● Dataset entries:
============

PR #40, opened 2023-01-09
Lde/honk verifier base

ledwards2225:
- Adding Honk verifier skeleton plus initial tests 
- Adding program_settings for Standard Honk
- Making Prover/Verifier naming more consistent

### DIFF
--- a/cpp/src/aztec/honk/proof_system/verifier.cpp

============

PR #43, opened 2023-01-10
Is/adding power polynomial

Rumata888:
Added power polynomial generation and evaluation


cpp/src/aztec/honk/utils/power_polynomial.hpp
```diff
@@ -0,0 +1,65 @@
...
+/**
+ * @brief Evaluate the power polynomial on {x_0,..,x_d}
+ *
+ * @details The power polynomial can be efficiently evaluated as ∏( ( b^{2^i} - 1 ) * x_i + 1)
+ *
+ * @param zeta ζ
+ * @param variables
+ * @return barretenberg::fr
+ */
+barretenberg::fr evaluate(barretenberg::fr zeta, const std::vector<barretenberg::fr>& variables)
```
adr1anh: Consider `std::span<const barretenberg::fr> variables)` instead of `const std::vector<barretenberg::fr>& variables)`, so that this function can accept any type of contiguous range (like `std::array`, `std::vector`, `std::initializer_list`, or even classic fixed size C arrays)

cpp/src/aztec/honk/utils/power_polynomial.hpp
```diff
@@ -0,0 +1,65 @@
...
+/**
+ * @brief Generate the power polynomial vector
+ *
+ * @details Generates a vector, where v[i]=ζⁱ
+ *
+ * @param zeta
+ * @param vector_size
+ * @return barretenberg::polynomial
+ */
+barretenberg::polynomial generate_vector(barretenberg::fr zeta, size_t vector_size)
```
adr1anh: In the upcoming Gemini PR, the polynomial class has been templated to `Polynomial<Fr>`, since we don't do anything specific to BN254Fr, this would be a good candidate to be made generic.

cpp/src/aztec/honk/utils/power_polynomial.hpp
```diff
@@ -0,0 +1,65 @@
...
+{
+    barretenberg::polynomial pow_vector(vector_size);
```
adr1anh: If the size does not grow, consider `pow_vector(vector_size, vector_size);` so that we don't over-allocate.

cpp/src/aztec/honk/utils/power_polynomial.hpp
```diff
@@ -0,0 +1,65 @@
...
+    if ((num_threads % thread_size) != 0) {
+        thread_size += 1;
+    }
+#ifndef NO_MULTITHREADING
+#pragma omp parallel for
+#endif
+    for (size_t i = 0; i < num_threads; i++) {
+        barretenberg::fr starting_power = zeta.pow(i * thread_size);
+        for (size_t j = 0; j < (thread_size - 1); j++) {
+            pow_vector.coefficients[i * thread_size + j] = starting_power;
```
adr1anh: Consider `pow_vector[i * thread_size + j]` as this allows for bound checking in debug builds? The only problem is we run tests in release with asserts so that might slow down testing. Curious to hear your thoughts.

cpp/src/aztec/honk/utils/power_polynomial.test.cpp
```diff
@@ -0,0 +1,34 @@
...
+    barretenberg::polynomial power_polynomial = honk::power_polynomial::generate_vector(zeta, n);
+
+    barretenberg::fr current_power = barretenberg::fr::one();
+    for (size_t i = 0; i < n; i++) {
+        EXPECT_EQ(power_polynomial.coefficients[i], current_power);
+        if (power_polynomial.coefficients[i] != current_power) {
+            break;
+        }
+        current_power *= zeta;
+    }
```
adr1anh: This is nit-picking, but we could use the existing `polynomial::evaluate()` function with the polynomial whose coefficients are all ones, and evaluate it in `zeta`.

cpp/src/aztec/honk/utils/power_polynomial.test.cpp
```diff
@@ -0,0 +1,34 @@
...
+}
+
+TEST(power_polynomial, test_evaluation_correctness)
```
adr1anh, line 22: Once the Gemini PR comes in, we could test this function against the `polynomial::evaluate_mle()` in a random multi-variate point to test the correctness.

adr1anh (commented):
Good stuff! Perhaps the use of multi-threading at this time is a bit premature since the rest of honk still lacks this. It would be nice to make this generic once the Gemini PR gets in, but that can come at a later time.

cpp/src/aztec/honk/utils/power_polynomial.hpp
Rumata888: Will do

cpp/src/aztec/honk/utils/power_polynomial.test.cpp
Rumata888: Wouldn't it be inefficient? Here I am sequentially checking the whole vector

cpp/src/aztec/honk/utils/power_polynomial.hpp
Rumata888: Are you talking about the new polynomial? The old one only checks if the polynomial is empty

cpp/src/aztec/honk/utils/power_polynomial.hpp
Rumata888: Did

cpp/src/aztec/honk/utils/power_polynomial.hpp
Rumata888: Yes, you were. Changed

============

● EXERCISE AIM:
When you reach the line holding "adr1anh, line 22: Once" in the records above, begin reproducing exactly, stop after the line holding "Rumata888: Yes, you were. Changed", and output nothing else.

● TASK ANSWER:
adr1anh, line 22: Once the Gemini PR comes in, we could test this function against the `polynomial::evaluate_mle()` in a random multi-variate point to test the correctness.

adr1anh (commented):
Good stuff! Perhaps the use of multi-threading at this time is a bit premature since the rest of honk still lacks this. It would be nice to make this generic once the Gemini PR gets in, but that can come at a later time.

cpp/src/aztec/honk/utils/power_polynomial.hpp
Rumata888: Will do

cpp/src/aztec/honk/utils/power_polynomial.test.cpp
Rumata888: Wouldn't it be inefficient? Here I am sequentially checking the whole vector

cpp/src/aztec/honk/utils/power_polynomial.hpp
Rumata888: Are you talking about the new polynomial? The old one only checks if the polynomial is empty

cpp/src/aztec/honk/utils/power_polynomial.hpp
Rumata888: Did

cpp/src/aztec/honk/utils/power_polynomial.hpp
Rumata888: Yes, you were. Changed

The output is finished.